[Opening GIVEN RECORDS section]
PR #1135, opened 2024-01-09
Merge clamav-sys

shutton:
Bare merge of `clamav-sys` into `clamav`.  All commits that were imported from `clamav-sys` have been prefaced with `clamav-sys:` to reduce confusion about their origin.

### DIFF
--- a/clamav-sys/.gitignore
+++ b/clamav-sys/.gitignore
@@ -1,0 +1,2 @@
+/target
+Cargo.lock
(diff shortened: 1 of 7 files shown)


micahsnyder:
this strategy for bringing in clamav-sys in a way that it will stay up to date with clamav itself makes sense to me. 
the commit message prefix "clamav-sys:" also seems good, and while it is a lot of commits to bring in, I like how it maintains history of the changes and gives credit to the contributors. 

👍

val-ms:

PR #1136, opened 2024-01-09
Centralize bindgen

shutton:
Centralize all use of bindgen (which exposes libclamav symbols to Rust code) into the clamav-sys module.  libclamav_rust is no longer responsible for exporting internal symbols, and is focused only on exporting C-compatible symbols referencing code implemented in Rust.


val-ms:

PR #1141, opened 2024-01-15
Clam 2197 Fix PDF metadata decryption issues + Add support for checking empty owner password

micahsnyder:
1. Fix PDF metadata decryption issues.
    The encrypted metadata may be stored in a `<>`-block containing hex bytes (not raw binary).
    Strip off the <> and decode the hex to binary before attempting to decrypt it.

2. PDF: Add support for checking empty owner password.
    Specifically for algorithm 6 (/R 6). I have not attempted the same for older algorithms.
    Use the O and OE strings to test if an empty owner password will decrypt the file.
    
    The primary difference with checking the user password is the U-string is also concatenated when making the hashes to verify the key.

### DIFF
--- a/libclamav/pdf.c
+++ b/libclamav/pdf.c
@@ -2832,7 +2832,19 @@ static void dbg_printhex(const char *msg, const char *hex, unsigned len)
     }
 }
 
-static void compute_hash_r6(const char *password, size_t pwlen, const unsigned char salt[16], unsigned char hash[32])
+/**
+ * @brief Compute the hash of the password concatenated with the validation salt and (for owner-password checks) the U string.
+ *
+ * Some details and comments for how to compute this hash comes from the PyPDF project:
+ * https://github.com/py-pdf/pypdf/blob/3.17.4/pypdf/_encryption.py#L568
+ *
+ * @param password  The password to hash.
+ * @param pwlen     The length of the password.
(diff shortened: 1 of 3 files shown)


libclamav/pdf.c
```diff
@@ -2879,184 +2903,325 @@ static void compute_hash_r6(const char *password, size_t pwlen, const unsigned c
...
+                (const unsigned char *)(O + 40), // owner key salt
+                hash,
+                U);
+
+            if (OE_len != 32) {
+                cli_dbgmsg("check_owner_password: OE length is not 32: %zu\n", OE_len);
+                noisy_warnmsg("check_owner_password: OE length is not 32: %zu\n", OE_len);
             } else {
                 pdf->keylen = 32;
                 pdf->key    = cli_malloc(pdf->keylen);
```
ragusaa, line 2979: probably don't need cli_malloc here, since keylen is fixed.

micahsnyder: I forgot to reply to this one.  There are 3 other locations where the pdf->key is allocated.  For one of those,  the size is not 32.  I confirmed that for that one it's always less than 32, so... we could probably make it a part of the pdf buffer and not malloc it here.  But I'm okay with keeping it as-is for now.

PR #1145, opened 2024-01-18
Refactor and extend FindRust.cmake

shutton:
Export additional build context to Rust-based builds, and eliminate some of the duplicated logic when bulding a macOS univeral binary.

### DIFF
--- a/cmake/FindRust.cmake
+++ b/cmake/FindRust.cmake
@@ -189,7 +189,11 @@ function(cargo_vendor)
     # This will allow us to package vendored dependencies in source tarballs
     # for online builds when we run `cpack --config CPackSourceConfig.cmake`
     message(STATUS "Running `cargo vendor` to collect dependencies for ${ARGS_TARGET}. This may take a while if the local crates.io index needs to be updated ...")
+
     make_directory(${CMAKE_SOURCE_DIR}/.cargo)
+
+    get_cargo_local_dir_env(_cargo_local_dir_env)
+
     execute_process(
         COMMAND ${CMAKE_COMMAND} -E env "CARGO_TARGET_DIR=${ARGS_BINARY_DIRECTORY}" ${cargo_EXECUTABLE} vendor "${CMAKE_SOURCE_DIR}/.cargo/vendor"
         WORKING_DIRECTORY "${ARGS_SOURCE_DIRECTORY}"
@@ -221,6 +225,26 @@ directory = \".cargo/vendor\"
     endif()
 endfunction()
 
+# Export the project name (including upstream project) and maintainer mode
+# status for use by build scripts
+function(get_cargo_extra_env OUTPUT)
+    set(_result "PROJECT_NAME=${PROJECT_NAME}")
+    list(APPEND _result "CMAKE_PROJECT_NAME=${CMAKE_PROJECT_NAME}")
+    list(APPEND _result "MAINTAINER_MODE=${MAINTAINER_MODE}")
+    # Propagate any additional Rust compiler flags
+    list(APPEND _result "RUSTFLAGS=${RUSTFLAGS}")
+    set("${OUTPUT}" "${_result}" PARENT_SCOPE)
+endfunction()
+
+# From within another function, set environment variables pointing to local
+# directories as specified by the arguments to that function
+function(get_cargo_local_dir_env OUTPUT)
+    # Specify the destination directory for build products
+    set(_env "CARGO_TARGET_DIR=${ARGS_BINARY_DIRECTORY}")
+    list(APPEND _env "CARGO_INCLUDE_DIRECTORIES=\"${ARGS_INCLUDE_DIRECTORIES}\"")
+    set(${OUTPUT} "${_env}" PARENT_SCOPE)
+endfunction()
+
 function(add_rust_executable)
     set(options)
     set(oneValueArgs TARGET SOURCE_DIRECTORY BINARY_DIRECTORY)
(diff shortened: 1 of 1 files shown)


micahsnyder:
@shutton looks like your PR branch was started from an older commit and conflicts with the FindRust.cmake from the latest in `main`.  Perhaps your fork is out of sync.  You'll have to rebase with the upstream main and resolve the conflicts.

micahsnyder:
Ha!  You fixed it a literal second after I wrote that. Nice.

cmake/FindRust.cmake
```diff
@@ -142,6 +142,10 @@ if(NOT DEFINED CARGO_HOME)
     endif()
 endif()
 
+#
+# Environment for most invocations of `cargo` 
+#
```
micahsnyder, line 147: I'm not really sure what this code block means to say

cmake/FindRust.cmake
```diff
@@ -190,6 +194,7 @@ function(cargo_vendor)
     # for online builds when we run `cpack --config CPackSourceConfig.cmake`
     message(STATUS "Running `cargo vendor` to collect dependencies for ${ARGS_TARGET}. This may take a while if the local crates.io index needs to be updated ...")
     make_directory(${CMAKE_SOURCE_DIR}/.cargo)
+    GetCargoLocalDirEnv(_cargo_local_dir_env)
```
micahsnyder, line 197: Two things:
1. It would be nice to add some new lines between these 4 function calls.  
2. Do we need to call `GetCargoExtraEnv(_cargo_extra_env)` as well?  Probably not, but I thought I should ask.

cmake/FindRust.cmake
```diff
@@ -221,6 +226,24 @@ directory = \".cargo/vendor\"
...
+function(GetCargoExtraEnv result)
+    set(_result "PROJECT_NAME=${PROJECT_NAME}")
+    list(APPEND _result "CMAKE_PROJECT_NAME=${CMAKE_PROJECT_NAME}")
+    list(APPEND _result "MAINTAINER_MODE=${MAINTAINER_MODE}")
+    # Propagate any additional Rust compiler flags
+    list(APPEND _result "RUSTFLAGS=${RUSTFLAGS}")
+    set("${result}" "${_result}" PARENT_SCOPE)
+endfunction()
+
+function(GetCargoLocalDirEnv result)
```
micahsnyder, line 240: Three things:
1. Naming convention for CMake functions seems to be snake_case. Can we switch this from CamelCase?

2. I wonder if this should be defined before the `cargo_vendor` function as it is first used there. 

3. This function could use a comment block

cmake/FindRust.cmake
```diff
@@ -190,6 +194,7 @@ function(cargo_vendor)
     # for online builds when we run `cpack --config CPackSourceConfig.cmake`
     message(STATUS "Running `cargo vendor` to collect dependencies for ${ARGS_TARGET}. This may take a while if the local crates.io index needs to be updated ...")
     make_directory(${CMAKE_SOURCE_DIR}/.cargo)
+    GetCargoLocalDirEnv(_cargo_local_dir_env)
     execute_process(
         COMMAND ${CMAKE_COMMAND} -E env "CARGO_TARGET_DIR=${ARGS_BINARY_DIRECTORY}" ${cargo_EXECUTABLE} vendor "${CMAKE_SOURCE_DIR}/.cargo/vendor"
```
micahsnyder, line 199: Do we need to add `"${_cargo_local_dir_env}"` here?  Or is `GetCargoExtraEnv` not required for this function?

cmake/FindRust.cmake
```diff
@@ -221,6 +226,24 @@ directory = \".cargo/vendor\"
     endif()
 endfunction()
 
+# Export the project name (including upstream project) and maintainer mode
+# status for use by build scripts
+function(GetCargoExtraEnv result)
```
micahsnyder, line 231: Naming convention for CMake functions seems to be snake_case. Can we switch this from CamelCase?

cmake/FindRust.cmake
```diff
@@ -288,39 +315,43 @@ function(add_rust_library)
...
+
+    if(RUST_COMPILER_TARGET STREQUAL "universal-apple-darwin")
+        foreach(arch IN LISTS CMAKE_OSX_ARCHITECTURES)
+            message("Making custom command for OSX arch ${arch}")
+            if(arch STREQUAL "arm64")
+                # Convert to rustc's designation
+                set(arch "aarch64")
+            endif()
+            set(this_output "${ARGS_BINARY_DIRECTORY}/${arch}-apple-darwin/${CARGO_BUILD_TYPE}/lib${ARGS_TARGET}.a")
+            list(APPEND lipo_inputs "${this_output}")
```
micahsnyder, line 329: This is neat.  I'd suggest a little whitespace plus a comment for reading clarity.

```suggestion

            # Record path of the compiled library for lipo to assemble the universal binary, later. 
            set(this_output "${ARGS_BINARY_DIRECTORY}/${arch}-apple-darwin/${CARGO_BUILD_TYPE}/lib${ARGS_TARGET}.a")
            list(APPEND lipo_inputs "${this_output}")

```

cmake/FindRust.cmake
```diff
@@ -288,39 +315,43 @@ function(add_rust_library)
...
+            add_custom_command(
+                OUTPUT "${this_output}"
+                COMMAND ${CMAKE_COMMAND} -E env "CARGO_CMD=build" "${_cargo_extra_env}" "${_cargo_local_dir_env}" ${cargo_EXECUTABLE} ${MY_CARGO_ARGS} --target=${arch}-apple-darwin
+                COMMAND_EXPAND_LISTS
+                WORKING_DIRECTORY "${ARGS_SOURCE_DIRECTORY}"
+                DEPENDS ${LIB_SOURCES}
+                COMMENT "Building ${ARGS_TARGET} for ${arch} in ${ARGS_BINARY_DIRECTORY} with:  ${cargo_EXECUTABLE} ${MY_CARGO_ARGS_STRING}")
+        endforeach()
+        # `lipo` will provide the Universal binary
```
micahsnyder, line 338:
```suggestion

        # `lipo` will provide the Universal binary
```

micahsnyder (changes requested):

cmake/FindRust.cmake
shutton: It's a comment that got detached from its code.

cmake/FindRust.cmake
shutton: Absolutely.  I think I picked this style up from another file I was using as reference.

cmake/FindRust.cmake
shutton: 1. Changed.
2. Doesn't seem to matter thanks to lazy evaluation, but there could be more tidying done
3. Added.

cmake/FindRust.cmake
shutton: 1. Done.
2. Tricky.  `execute_process()` doesn't support the `COMMAND_EXPAND_LISTS` directive, which is necessary to make the environment supplementation work properly. You also didn't reference the other variable here (the include dir), so I just left this one as-is.

cmake/FindRust.cmake
shutton: See above (execute_process doesn't support lists)

micahsnyder (approved):

PR #1149, opened 2024-01-22
Clam 2507 rc2 prep

micahsnyder:
Set the 1.3.0-rc2 version suffix
Rust: Update pinned dependency versions in Cargo.lock file
News: Update release notes for 1.3.0-rc2


shutton (approved):
LGTM

ragusaa (approved):

micahsnyder:
I rebased and also dropped the commit that updates the Cargo.lock file. The `home` package recently raised their MSRV (minimum supported Rust version) to 1.70, which is newer than some of our build systems.  I don't want to go upgrade all of those for a last second update.  We can keep the lock file as is for this release and then raise our MSRV during 1.4 dev.

PR #1150, opened 2024-01-23
Fix clamonacc infinite loop when a file has been deleted before scan

gsuehiro:
The `err` variable is used as an escape condition for the while loop. This is a pointer. 
Shouldn't `*err` be used?


micahsnyder (approved):
I tried to reproduce the issue and I wasn't able to trigger the infinite loop. 
But your fix makes sense to me. Very nice catch.  Thanks @gsuehiro.

PR #1154, opened 2024-01-24
Refactor bindgen

shutton:
This moves all of the bindgen functionality (exporting libclamav APIs for usage by Rust) into `clamav-sys`, and isolates the cbindgen functionality (exporting Rust APIs for usage by C) to the `libclamav_rust` crate.


val-ms:

PR #5737, opened 2026-07-07
Add feedback blocklist to prevent toxic messages and spam of profanity-

manuJL:
feedback-blocklist.txt its simple text file that has list of vulgar and toxic and profanity words  that is used by feedback.post.ts   to detect those words and blocked them and  feedback with those words don't get sent instead it get discarded  and regex patterns  and  keeps the original rate limiting and Discord webhook logic

### DIFF
--- a/api/feedback-blocklist.txt
+++ b/api/feedback-blocklist.txt
@@ -1,0 +1,57 @@
+# FMHY Feedback Blocklist
+# One word/pattern per line. Lines starting with # are ignored.
+# These are checked server-side; toxic feedback is silently discarded
+# and never reaches Discord.
+
+# Racial slurs
+nigger
+nigga
+n1gger
+n1gga
+faggot
+fag
+faggit
+fagg0t
+tranny
+spic
+sp1c
+chink
+ch1nk
+kike
+k1ke
+coon
+c00n
+wetback
+gook
+kaffir
+darkie
+
+# Gender/sexist slurs
+bitch
+b1tch
+betch
+whore
+slut
+slutt
+cunt
+c0nt
+
+# General insults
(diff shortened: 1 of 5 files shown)


manuJL (commented):
added small change

litekin:
I'd suggest using https://www.profanity.dev/ or importing everything in https://github.com/dsojevic/profanity-list, rather than manually choosing which words to block

bbbreaddd:
I have a few problems.
1. You changed the copyright header for some reason. You weren't the original author of the file so I don't think it's right to do that.
2. With the way it is right now, it seems likely for false positives to happen. I think it should be more specific to ensure that only likely toxic messages are blocked. It shouldn't be too broad.
3. You say that blocked messages are indistinguishable from a regular message, but it isn't. For some reason, you add to the message if it's blocked. Technically most people wouldn't know the difference, but still, the difference is there and I'm not sure why it would be there.
4. Since it's open source, it probably wouldn't be that hard for someone to just look at the code to see how to workaround the filter, but again, most people probably wouldn't know how to do that or know about the filter.
5. I'm not really liking the idea of blocking messages (mostly because of false positives). I don't really care when I see toxic messages, it's easy for me to ignore them and delete them. Not sure if other people feel the same way.

I'll see if I can test it later on to find out if it actually works.

litekin:
yeah this would just be something to reduce trashy spam. better than nothing.
currently it seems you just had grok generate a list of profanities based on https://github.com/dsojevic/profanity-list... rather than importing the list. use the npm package instead. then the JSON properties can be used to minimize false positives, by setting allow_partial to false and the severity level to 3 or 4.

PR #5741, opened 2026-07-08
fix: Updated Burning Series Links

SnowJuli:
Updated link for Burning Series to include new and alternative domain.


nbats:
thank you will merge into editor next update

PR #5748, opened 2026-07-09
small fixes

SomebodyDoingThings:
fix 1 (internet-tools): remove the 2nd stoat resources link as it is a redirect to the first one

fix 2 (feedback): add 1 missing quotation mark


nbats:
ty will merge both changes into our next update

PR #5757, opened 2026-07-10
Removed distro.moe, as the domain has expired

KalerKaler:
distro.moe is not working anymore, hence removed it from the page


nbats:
ty we'll remove next update

PR #5767, opened 2026-07-10
fix: correct spelling of "Mirros" to "Mirrors" in Live TV section

nqlp:


nbats:
ty will merge this into the next edit

PR #5771, opened 2026-07-11
Add Insta Scope 

SoaibHaque:
- View instagram account
- Load more instagram posts and reels
- View and Download posts and reels
- Download user DP
- Download instagram video using URL


nbats:

PR #5781, opened 2026-07-12
Add Mastodon and BlueSky icons

klenndal:
Added icons for Mastodon and BlueSky to replace platform links, to match the style of other platforms


litekin:
nice

PR #5783, opened 2026-07-13
Feedback Improvements

bbbreaddd:
Preview: https://99fc1f42.edit-b69.pages.dev/privacy

- **Select a line from the page** - users can click the "Select a line from page" button and then click on any line to auto-quote it into their feedback message.
- New field for users to leave contact information
- **Translation** - Non-English feedback is now detected and will automatically be translated to English
Uses Cloudflare Workers. Also shows the original message.
- Client-sided rate limit (as a fallback for Cloudflare)
- UI Improvements
  - Button to send another message
  - Moved Back button to top left
  - Text box will now auto-resize automatically 
  - Discord feedback messages will now have colors for each category
  
Some of these features *might* be a little too much so I would like opinions, but I think they're useful.

image
image
image


bbbreaddd:
Oh forgot to mention that I also made a small unrelated improvement to pnpm format. It will now only check and modify files that are staged so it won't modify any files you aren't working on.

litekin:
looks great. changes I'd make:
1. make the example text in the text boxes the same: 
image

2. I feel like it would be better if the box that shows the quoted line *was* the button to select a line. you'd click it, then it would turn from the button into the quote, with a button to re-select/delete on the right side of the quote box or shown when hovered.
3. personally I would keep "Your feedback is valuable and helps us make FMHY better."
4. the big message like "We're always looking for ways to improve!." or "Nix the fluff and just tell us what you think!" seems to be random? I'd change that to always the same thing. and I'd just make it "We want to hear your feedback!" or something.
[Closing GIVEN RECORDS section]
Search the listing above for the word "dsojevic", and copy every line that has it.

I'd suggest using https://www.profanity.dev/ or importing everything in https://github.com/dsojevic/profanity-list, rather than manually choosing which words to block
currently it seems you just had grok generate a list of profanities based on https://github.com/dsojevic/profanity-list... rather than importing the list. use the npm package instead. then the JSON properties can be used to minimize false positives, by setting allow_partial to false and the severity level to 3 or 4.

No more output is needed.